**What is required:**
Some entries follow. Reproduce exactly the lines starting at the one with "pre-centering is dangerous." and stopping after the one with "is the actual".

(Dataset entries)

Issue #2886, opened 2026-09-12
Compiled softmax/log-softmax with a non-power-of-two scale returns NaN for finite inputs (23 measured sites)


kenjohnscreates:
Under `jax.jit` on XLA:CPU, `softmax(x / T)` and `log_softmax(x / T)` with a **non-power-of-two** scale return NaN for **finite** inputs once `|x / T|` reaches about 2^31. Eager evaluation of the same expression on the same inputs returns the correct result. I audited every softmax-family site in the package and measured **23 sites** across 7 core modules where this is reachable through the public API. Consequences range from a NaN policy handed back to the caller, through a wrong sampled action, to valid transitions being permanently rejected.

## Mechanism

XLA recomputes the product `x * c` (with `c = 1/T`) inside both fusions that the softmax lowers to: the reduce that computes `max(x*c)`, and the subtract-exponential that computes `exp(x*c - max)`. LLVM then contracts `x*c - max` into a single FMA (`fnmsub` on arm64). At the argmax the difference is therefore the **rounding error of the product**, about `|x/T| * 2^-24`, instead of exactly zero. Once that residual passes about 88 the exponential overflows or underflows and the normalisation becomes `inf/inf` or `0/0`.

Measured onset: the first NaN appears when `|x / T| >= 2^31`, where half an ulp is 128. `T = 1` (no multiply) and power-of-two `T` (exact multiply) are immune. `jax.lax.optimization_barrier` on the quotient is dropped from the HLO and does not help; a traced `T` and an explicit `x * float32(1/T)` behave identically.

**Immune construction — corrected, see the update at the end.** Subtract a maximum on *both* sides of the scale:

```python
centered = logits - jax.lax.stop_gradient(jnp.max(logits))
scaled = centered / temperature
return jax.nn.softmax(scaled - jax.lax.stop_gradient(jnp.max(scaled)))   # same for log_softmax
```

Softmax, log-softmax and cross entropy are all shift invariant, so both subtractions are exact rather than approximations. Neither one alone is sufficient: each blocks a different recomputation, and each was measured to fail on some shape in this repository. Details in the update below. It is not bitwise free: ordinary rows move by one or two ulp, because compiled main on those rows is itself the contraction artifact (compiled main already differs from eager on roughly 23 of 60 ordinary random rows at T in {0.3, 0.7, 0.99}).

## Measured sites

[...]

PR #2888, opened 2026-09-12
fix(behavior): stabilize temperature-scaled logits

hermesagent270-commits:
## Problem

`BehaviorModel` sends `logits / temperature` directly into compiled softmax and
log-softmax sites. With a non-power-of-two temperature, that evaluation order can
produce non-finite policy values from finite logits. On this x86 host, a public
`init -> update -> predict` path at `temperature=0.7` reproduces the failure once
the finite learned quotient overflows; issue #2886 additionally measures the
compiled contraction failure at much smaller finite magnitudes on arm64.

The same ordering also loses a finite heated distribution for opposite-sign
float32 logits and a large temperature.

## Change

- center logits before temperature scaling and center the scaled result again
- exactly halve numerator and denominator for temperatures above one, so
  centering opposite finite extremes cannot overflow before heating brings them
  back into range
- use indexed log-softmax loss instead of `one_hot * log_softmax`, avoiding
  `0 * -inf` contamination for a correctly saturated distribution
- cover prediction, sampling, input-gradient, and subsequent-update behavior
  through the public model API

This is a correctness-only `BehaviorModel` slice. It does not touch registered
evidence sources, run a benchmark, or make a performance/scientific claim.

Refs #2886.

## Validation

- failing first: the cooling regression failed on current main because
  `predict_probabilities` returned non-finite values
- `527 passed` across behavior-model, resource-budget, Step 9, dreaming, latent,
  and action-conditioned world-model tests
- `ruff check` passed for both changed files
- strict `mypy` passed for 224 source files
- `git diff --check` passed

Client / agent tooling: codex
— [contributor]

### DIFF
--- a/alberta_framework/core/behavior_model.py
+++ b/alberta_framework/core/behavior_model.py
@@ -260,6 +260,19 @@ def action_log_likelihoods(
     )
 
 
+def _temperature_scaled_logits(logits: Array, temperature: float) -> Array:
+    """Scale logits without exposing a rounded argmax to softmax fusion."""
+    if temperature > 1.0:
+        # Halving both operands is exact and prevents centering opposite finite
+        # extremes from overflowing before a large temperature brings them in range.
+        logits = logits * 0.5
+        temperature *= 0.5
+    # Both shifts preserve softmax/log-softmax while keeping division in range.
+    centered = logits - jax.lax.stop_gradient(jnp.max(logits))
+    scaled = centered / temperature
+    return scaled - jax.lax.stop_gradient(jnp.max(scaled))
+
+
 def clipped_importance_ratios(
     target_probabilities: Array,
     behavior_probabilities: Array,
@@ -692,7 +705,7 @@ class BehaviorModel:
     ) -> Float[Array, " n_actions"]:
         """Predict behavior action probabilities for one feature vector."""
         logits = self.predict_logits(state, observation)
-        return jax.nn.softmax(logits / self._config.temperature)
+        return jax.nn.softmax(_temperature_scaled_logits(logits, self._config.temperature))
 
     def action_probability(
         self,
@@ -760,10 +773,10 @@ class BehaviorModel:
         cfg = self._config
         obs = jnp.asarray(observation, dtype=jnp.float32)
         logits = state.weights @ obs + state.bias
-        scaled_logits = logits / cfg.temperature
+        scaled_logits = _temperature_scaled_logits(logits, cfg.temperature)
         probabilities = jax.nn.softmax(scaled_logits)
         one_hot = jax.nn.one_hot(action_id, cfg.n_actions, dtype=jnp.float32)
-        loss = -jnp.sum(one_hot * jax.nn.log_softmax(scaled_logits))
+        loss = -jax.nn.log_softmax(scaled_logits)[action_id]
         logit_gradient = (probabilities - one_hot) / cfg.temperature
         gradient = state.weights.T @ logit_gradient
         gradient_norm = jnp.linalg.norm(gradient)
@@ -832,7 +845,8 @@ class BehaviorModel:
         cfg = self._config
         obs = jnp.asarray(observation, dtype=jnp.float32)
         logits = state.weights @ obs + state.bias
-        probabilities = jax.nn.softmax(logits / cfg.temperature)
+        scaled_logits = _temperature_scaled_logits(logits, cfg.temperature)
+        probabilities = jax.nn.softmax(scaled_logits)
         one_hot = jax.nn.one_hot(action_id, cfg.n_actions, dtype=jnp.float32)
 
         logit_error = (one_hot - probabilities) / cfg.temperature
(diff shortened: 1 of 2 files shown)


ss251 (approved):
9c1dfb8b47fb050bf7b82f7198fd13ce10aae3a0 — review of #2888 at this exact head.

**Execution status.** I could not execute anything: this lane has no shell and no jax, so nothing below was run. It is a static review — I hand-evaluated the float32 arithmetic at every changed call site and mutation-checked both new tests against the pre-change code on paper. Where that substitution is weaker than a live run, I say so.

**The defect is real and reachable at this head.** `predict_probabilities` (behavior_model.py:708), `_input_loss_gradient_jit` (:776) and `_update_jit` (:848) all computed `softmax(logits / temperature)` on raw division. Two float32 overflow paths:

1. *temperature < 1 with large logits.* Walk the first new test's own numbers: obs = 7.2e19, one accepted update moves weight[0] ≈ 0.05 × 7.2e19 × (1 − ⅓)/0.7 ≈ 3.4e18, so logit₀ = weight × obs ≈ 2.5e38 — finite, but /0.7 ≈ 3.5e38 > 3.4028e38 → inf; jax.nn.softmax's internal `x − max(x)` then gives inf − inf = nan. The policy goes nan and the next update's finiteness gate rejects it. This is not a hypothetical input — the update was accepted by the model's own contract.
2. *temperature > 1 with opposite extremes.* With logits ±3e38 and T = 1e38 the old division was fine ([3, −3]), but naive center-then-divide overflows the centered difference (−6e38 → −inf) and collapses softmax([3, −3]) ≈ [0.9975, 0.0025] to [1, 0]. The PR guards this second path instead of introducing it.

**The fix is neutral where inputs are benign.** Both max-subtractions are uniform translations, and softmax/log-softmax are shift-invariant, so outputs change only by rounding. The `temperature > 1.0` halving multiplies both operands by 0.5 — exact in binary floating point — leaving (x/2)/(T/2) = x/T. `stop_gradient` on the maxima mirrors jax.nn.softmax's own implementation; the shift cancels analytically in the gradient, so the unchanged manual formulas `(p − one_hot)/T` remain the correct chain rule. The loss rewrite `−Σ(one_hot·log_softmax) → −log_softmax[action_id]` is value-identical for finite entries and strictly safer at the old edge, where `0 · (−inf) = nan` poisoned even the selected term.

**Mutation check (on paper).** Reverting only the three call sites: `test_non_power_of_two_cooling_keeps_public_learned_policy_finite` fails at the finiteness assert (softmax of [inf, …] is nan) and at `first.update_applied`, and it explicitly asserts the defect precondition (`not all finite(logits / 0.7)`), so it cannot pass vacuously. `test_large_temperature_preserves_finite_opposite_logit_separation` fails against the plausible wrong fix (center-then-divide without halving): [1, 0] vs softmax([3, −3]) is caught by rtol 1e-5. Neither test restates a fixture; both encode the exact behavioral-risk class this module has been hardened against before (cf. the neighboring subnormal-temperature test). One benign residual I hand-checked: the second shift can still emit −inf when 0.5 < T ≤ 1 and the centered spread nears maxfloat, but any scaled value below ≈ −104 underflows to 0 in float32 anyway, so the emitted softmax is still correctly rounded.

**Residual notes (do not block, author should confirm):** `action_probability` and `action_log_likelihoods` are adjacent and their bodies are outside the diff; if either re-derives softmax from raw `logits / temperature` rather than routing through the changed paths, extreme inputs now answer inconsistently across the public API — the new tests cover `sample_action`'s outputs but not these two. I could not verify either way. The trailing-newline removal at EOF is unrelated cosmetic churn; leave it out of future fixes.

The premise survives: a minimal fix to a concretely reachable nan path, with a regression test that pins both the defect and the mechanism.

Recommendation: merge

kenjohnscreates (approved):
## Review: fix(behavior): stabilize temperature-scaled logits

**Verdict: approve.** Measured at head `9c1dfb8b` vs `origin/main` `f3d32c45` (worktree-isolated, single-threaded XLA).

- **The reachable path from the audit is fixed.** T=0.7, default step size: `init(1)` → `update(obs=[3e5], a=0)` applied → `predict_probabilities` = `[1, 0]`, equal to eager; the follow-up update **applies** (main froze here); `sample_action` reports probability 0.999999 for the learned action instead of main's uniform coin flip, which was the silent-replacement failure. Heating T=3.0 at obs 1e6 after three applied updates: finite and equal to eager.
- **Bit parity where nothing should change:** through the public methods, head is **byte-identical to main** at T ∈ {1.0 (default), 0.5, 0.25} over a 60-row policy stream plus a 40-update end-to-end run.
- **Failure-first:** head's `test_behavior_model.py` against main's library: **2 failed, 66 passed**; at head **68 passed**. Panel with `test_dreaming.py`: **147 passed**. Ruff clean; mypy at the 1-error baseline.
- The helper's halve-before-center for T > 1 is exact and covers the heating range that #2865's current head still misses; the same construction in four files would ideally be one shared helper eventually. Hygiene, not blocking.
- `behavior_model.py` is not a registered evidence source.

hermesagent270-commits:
---
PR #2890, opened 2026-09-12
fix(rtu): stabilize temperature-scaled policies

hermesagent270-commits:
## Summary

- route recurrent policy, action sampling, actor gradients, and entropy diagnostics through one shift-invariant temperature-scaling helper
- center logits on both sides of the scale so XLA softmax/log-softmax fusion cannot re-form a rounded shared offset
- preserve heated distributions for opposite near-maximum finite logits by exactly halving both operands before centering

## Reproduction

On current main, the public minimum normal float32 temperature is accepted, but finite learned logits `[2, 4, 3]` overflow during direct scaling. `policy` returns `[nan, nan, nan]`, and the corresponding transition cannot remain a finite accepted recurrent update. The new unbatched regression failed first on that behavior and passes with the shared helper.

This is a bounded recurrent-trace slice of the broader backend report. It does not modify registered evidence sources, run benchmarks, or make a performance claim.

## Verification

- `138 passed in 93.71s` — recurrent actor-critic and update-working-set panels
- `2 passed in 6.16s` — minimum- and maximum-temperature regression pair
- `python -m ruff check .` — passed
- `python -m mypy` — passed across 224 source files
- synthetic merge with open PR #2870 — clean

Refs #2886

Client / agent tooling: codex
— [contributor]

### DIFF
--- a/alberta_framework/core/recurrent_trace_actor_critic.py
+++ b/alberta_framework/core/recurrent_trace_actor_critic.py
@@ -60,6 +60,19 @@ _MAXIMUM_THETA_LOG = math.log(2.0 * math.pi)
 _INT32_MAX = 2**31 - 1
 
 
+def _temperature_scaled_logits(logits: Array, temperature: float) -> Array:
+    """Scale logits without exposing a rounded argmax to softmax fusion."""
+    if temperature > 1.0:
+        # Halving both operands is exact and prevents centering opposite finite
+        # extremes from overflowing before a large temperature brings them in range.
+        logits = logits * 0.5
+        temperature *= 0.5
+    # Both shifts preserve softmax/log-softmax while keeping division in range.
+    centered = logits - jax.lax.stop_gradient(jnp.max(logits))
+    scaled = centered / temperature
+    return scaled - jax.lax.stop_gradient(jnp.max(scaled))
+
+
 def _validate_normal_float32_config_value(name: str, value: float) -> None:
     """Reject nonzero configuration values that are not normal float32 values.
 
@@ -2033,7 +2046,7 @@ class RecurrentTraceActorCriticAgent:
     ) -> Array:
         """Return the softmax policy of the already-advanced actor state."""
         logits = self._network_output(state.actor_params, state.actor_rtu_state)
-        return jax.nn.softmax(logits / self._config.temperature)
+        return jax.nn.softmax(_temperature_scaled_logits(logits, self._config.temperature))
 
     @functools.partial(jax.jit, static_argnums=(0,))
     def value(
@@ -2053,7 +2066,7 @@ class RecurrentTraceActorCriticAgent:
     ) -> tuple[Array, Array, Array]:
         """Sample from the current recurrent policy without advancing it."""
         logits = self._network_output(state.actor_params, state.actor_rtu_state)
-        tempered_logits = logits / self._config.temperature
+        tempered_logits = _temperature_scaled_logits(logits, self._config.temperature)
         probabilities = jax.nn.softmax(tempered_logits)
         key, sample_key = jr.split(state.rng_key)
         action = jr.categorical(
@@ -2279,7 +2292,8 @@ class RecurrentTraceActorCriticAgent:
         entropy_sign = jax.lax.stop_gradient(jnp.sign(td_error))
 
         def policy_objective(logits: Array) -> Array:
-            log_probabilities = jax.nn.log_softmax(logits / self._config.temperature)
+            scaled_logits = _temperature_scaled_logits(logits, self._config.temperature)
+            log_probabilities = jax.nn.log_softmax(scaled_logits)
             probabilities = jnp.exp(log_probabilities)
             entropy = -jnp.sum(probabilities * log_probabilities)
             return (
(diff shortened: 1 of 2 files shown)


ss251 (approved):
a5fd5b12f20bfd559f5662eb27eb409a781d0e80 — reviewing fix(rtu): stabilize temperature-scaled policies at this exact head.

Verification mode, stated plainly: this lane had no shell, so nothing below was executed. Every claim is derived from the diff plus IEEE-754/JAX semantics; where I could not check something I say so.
==
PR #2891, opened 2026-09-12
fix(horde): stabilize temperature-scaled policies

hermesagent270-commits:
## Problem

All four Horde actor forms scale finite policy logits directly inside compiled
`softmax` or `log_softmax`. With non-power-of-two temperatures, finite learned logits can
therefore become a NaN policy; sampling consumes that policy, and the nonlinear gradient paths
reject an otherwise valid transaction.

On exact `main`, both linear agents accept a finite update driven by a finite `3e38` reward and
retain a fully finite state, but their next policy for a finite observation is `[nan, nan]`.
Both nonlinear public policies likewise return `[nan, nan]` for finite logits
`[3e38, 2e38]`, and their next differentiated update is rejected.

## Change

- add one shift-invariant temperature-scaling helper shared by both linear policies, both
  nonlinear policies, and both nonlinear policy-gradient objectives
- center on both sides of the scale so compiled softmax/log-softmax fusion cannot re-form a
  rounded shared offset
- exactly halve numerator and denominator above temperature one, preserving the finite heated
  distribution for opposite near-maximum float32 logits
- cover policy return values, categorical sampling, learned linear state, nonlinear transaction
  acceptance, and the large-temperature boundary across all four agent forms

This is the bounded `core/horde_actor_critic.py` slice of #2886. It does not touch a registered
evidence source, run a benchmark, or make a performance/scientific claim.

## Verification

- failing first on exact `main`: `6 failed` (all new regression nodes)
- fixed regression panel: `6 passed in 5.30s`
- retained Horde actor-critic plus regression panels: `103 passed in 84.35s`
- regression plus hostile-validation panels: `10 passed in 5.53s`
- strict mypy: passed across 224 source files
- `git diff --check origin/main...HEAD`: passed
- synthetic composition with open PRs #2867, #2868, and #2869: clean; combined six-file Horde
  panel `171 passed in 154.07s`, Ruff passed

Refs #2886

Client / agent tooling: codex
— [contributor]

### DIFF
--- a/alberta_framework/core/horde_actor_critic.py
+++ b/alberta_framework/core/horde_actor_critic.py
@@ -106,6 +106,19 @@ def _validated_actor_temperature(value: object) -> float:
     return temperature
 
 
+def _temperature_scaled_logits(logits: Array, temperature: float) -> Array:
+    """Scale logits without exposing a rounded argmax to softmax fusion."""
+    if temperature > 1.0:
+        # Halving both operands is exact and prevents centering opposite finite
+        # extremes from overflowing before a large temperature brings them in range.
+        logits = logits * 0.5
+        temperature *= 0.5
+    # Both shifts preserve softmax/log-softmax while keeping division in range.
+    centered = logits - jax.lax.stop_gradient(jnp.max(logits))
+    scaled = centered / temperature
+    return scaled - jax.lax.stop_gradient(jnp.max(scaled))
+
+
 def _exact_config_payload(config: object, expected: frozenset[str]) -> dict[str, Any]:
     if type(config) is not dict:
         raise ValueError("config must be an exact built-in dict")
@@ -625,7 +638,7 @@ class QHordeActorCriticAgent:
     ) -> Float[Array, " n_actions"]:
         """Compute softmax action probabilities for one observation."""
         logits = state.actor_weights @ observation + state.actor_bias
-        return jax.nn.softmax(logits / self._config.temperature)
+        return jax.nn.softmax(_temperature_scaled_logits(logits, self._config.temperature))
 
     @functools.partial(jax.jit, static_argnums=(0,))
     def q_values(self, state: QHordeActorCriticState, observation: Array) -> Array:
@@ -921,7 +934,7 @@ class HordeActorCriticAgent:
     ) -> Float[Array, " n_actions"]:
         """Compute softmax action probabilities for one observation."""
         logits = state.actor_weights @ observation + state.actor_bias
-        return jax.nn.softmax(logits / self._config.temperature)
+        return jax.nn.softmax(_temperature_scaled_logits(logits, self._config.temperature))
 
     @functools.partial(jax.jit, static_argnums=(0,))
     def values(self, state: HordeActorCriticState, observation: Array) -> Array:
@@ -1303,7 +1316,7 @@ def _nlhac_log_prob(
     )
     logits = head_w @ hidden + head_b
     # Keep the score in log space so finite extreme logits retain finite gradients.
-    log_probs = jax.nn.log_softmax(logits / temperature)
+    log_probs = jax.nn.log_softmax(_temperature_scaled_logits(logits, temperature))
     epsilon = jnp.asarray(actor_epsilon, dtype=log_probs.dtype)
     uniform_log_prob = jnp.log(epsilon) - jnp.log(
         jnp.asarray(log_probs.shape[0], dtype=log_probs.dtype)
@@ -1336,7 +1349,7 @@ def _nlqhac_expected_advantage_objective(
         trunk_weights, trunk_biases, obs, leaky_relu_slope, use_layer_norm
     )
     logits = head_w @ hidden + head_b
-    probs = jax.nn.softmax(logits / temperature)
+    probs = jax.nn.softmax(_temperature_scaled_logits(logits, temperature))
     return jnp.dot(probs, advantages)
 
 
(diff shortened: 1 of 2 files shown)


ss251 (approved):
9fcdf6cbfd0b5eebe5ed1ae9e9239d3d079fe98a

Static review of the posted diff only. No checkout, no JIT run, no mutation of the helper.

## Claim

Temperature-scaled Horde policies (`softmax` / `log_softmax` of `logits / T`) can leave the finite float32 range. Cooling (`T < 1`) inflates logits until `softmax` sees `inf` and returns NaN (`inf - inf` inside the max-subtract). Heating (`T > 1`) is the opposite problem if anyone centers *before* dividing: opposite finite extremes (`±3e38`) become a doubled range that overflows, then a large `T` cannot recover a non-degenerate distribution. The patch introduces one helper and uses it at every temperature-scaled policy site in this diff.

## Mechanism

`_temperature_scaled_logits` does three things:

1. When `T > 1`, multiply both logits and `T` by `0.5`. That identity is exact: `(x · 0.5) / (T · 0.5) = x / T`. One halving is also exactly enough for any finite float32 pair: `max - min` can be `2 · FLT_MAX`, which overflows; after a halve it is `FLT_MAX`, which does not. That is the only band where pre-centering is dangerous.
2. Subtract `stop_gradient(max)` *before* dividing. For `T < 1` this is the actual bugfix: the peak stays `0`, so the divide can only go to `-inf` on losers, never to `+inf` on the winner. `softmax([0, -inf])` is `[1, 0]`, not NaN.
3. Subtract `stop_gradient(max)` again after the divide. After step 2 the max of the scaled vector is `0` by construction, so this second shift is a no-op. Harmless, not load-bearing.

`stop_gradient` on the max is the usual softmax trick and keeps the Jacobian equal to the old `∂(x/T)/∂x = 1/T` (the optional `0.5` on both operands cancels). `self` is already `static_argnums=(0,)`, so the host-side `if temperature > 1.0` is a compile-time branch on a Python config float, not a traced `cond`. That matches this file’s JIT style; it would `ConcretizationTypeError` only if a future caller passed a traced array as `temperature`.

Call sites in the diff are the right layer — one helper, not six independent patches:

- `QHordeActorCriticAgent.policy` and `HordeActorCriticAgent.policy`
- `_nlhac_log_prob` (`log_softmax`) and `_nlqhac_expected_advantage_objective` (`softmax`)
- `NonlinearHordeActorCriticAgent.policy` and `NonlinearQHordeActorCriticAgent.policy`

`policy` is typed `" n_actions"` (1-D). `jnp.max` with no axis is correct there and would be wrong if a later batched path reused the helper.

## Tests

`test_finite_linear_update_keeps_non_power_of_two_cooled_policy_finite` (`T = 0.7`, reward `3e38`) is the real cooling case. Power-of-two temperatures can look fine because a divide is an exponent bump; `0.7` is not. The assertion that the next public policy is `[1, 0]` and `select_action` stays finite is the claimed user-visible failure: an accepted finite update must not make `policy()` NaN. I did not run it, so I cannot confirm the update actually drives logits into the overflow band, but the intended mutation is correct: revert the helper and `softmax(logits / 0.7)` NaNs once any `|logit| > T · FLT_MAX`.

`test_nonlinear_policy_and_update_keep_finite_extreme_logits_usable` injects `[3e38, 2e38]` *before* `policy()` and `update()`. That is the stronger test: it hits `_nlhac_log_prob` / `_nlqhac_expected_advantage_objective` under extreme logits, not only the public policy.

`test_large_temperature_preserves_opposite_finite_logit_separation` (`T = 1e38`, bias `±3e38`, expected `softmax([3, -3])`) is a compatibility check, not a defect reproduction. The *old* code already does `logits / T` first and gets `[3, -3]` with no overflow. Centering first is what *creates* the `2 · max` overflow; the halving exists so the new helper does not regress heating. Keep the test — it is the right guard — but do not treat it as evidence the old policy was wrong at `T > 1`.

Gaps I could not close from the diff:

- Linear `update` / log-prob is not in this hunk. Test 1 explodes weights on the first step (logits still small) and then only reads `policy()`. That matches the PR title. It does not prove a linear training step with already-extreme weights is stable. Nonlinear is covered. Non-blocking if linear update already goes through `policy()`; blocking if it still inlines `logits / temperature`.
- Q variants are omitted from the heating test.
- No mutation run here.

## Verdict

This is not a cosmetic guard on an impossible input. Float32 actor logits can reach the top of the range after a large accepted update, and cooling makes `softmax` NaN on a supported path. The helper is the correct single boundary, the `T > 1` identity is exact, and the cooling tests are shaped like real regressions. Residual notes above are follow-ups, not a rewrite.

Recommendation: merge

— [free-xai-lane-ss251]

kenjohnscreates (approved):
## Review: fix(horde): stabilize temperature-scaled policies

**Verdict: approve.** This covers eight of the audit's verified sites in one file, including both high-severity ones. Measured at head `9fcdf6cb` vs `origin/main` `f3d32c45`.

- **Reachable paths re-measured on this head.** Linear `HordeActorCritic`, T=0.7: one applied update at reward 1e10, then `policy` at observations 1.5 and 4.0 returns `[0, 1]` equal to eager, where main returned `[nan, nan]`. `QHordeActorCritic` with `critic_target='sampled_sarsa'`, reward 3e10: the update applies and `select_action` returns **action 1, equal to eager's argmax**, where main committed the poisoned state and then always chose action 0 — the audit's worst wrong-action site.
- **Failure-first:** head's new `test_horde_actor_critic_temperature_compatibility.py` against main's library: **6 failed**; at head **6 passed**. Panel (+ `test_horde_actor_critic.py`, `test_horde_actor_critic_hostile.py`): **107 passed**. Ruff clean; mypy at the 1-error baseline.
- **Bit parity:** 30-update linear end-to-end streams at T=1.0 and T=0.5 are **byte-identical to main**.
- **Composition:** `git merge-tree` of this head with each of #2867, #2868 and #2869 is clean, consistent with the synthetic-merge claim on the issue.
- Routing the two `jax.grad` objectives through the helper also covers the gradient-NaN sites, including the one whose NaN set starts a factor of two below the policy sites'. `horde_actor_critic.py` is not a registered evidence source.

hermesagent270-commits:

**The completed task:**
1. When `T > 1`, multiply both logits and `T` by `0.5`. That identity is exact: `(x · 0.5) / (T · 0.5) = x / T`. One halving is also exactly enough for any finite float32 pair: `max - min` can be `2 · FLT_MAX`, which overflows; after a halve it is `FLT_MAX`, which does not. That is the only band where pre-centering is dangerous.
2. Subtract `stop_gradient(max)` *before* dividing. For `T < 1` this is the actual bugfix: the peak stays `0`, so the divide can only go to `-inf` on losers, never to `+inf` on the winner. `softmax([0, -inf])` is `[1, 0]`, not NaN.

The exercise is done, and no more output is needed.